#### What this task involves:
Some lines in the data below hold the string "componentNameRE". Report how many, as a bare number.

#### Records provided:
########################################

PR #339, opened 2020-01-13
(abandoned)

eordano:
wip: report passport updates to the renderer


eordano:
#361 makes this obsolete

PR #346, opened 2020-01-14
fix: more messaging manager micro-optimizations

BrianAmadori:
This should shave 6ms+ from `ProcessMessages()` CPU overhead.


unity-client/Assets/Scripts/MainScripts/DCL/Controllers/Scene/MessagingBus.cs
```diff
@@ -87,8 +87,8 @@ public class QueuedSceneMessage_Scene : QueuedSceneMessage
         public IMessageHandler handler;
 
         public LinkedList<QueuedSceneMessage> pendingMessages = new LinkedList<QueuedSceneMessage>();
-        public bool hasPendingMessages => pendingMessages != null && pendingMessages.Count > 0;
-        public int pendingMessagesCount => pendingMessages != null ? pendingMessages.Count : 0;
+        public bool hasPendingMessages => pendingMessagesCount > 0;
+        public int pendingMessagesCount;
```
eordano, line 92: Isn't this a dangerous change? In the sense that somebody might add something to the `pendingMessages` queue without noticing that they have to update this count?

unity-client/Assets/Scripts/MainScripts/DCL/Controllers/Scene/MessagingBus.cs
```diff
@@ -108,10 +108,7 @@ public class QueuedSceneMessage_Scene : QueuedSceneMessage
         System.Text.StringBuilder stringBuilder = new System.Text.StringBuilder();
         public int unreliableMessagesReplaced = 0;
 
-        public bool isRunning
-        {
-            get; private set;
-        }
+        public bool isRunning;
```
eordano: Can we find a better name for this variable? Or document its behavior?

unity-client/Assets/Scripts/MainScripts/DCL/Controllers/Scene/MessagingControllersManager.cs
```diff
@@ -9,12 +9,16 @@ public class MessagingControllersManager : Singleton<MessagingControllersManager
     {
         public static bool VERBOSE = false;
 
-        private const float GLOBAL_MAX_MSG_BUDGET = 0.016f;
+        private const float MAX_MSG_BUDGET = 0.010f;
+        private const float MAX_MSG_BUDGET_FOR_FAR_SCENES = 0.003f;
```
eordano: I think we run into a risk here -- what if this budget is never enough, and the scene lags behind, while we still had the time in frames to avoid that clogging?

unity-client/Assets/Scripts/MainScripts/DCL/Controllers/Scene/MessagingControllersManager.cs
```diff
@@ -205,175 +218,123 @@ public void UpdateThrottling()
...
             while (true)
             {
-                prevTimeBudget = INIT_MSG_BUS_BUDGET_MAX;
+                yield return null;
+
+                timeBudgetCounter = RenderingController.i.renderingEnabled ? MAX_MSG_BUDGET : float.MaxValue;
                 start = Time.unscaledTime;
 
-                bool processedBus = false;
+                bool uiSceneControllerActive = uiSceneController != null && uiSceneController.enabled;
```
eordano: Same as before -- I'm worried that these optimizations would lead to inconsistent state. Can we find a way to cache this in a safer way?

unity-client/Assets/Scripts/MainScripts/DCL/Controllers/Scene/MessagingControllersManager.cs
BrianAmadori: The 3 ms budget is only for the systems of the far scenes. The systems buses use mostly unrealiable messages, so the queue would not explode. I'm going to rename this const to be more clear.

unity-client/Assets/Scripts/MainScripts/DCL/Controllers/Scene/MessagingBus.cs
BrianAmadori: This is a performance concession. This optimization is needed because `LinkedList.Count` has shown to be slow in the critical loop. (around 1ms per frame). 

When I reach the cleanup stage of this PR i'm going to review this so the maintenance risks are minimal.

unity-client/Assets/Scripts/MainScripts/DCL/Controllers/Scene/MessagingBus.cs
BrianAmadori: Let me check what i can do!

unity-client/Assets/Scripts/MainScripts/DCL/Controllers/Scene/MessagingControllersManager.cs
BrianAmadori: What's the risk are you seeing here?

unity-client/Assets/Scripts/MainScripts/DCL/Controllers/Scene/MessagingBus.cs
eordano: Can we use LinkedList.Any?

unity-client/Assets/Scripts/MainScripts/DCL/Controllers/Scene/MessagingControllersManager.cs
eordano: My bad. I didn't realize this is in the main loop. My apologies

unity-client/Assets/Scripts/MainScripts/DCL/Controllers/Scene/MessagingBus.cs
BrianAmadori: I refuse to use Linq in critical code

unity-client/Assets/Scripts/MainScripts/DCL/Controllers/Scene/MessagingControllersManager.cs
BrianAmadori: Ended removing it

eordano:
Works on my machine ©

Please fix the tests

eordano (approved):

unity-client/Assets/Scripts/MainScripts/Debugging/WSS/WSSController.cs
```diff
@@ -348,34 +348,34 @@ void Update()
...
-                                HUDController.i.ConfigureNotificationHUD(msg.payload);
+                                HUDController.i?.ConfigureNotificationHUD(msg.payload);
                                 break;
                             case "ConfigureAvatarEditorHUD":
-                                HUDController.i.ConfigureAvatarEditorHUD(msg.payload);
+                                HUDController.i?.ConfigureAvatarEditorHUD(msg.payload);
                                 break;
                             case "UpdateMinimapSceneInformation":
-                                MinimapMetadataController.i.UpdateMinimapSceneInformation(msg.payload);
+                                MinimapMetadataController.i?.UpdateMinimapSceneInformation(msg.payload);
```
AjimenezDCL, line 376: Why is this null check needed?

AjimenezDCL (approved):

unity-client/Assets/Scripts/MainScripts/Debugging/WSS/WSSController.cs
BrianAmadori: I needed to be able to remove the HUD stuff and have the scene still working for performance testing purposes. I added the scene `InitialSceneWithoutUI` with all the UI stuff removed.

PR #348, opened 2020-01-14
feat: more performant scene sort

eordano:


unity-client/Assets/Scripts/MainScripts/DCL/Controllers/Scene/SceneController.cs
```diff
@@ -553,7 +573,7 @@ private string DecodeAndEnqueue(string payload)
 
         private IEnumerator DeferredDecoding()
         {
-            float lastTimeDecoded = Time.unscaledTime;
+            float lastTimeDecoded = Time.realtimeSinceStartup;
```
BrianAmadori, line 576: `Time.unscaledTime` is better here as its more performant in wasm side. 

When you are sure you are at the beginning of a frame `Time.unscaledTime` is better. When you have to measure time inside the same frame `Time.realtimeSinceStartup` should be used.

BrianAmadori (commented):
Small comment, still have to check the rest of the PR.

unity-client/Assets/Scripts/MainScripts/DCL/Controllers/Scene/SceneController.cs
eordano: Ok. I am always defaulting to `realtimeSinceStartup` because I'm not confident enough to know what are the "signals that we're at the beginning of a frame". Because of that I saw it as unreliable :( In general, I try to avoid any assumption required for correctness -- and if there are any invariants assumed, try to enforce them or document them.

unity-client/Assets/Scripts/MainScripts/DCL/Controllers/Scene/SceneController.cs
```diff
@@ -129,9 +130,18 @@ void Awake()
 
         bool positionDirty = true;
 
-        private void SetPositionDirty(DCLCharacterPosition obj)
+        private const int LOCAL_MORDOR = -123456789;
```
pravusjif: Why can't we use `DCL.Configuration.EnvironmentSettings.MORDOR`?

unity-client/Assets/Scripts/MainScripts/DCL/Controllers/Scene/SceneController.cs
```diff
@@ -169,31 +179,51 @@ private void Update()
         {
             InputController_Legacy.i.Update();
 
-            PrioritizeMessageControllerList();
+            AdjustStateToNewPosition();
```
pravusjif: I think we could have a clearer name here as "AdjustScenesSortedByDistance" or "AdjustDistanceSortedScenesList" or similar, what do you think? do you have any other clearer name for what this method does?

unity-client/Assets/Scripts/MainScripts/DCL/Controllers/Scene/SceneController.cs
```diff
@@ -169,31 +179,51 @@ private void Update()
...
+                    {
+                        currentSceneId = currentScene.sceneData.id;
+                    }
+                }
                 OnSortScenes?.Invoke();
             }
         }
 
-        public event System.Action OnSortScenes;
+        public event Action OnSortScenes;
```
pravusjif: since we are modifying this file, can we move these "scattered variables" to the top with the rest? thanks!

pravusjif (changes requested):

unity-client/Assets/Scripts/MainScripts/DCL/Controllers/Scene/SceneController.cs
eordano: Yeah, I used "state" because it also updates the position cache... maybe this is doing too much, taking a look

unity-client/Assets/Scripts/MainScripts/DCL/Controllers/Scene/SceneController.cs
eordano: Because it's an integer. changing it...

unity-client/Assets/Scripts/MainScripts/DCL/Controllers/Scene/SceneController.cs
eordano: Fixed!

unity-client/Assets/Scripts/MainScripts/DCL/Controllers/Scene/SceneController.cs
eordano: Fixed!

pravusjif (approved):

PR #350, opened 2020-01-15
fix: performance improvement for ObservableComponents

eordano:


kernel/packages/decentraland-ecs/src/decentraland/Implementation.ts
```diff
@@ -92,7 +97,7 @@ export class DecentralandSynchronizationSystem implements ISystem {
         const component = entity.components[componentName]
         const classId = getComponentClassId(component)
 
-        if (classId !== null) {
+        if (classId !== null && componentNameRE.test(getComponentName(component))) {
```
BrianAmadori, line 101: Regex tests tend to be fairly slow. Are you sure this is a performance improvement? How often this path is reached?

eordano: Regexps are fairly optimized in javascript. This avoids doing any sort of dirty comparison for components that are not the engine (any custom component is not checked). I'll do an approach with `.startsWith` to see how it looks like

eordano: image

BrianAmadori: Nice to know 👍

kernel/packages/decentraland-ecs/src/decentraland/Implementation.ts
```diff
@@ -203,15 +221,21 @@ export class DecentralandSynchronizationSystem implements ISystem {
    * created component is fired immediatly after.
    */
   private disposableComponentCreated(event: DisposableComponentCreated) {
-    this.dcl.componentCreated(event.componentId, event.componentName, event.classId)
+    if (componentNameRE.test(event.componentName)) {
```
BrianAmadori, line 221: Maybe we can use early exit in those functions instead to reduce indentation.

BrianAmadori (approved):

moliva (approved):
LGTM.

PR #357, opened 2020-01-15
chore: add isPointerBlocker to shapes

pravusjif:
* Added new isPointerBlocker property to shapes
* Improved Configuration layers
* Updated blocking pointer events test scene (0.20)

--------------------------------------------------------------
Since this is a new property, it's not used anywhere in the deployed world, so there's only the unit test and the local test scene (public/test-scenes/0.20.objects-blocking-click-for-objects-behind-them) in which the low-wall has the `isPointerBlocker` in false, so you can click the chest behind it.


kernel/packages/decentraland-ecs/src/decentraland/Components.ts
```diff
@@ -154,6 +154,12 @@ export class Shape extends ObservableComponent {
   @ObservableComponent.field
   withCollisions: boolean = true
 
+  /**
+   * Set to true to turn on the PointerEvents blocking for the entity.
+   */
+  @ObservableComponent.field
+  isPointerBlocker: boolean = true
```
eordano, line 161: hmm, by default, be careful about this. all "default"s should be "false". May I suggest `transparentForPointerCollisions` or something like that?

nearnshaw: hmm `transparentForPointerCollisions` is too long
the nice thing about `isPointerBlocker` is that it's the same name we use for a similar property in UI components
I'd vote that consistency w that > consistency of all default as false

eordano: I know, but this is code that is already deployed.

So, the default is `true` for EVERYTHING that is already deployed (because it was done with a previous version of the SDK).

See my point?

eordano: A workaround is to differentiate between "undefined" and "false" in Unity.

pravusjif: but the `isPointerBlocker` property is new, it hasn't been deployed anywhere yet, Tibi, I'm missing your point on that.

########################################

#### Solution to this task:
2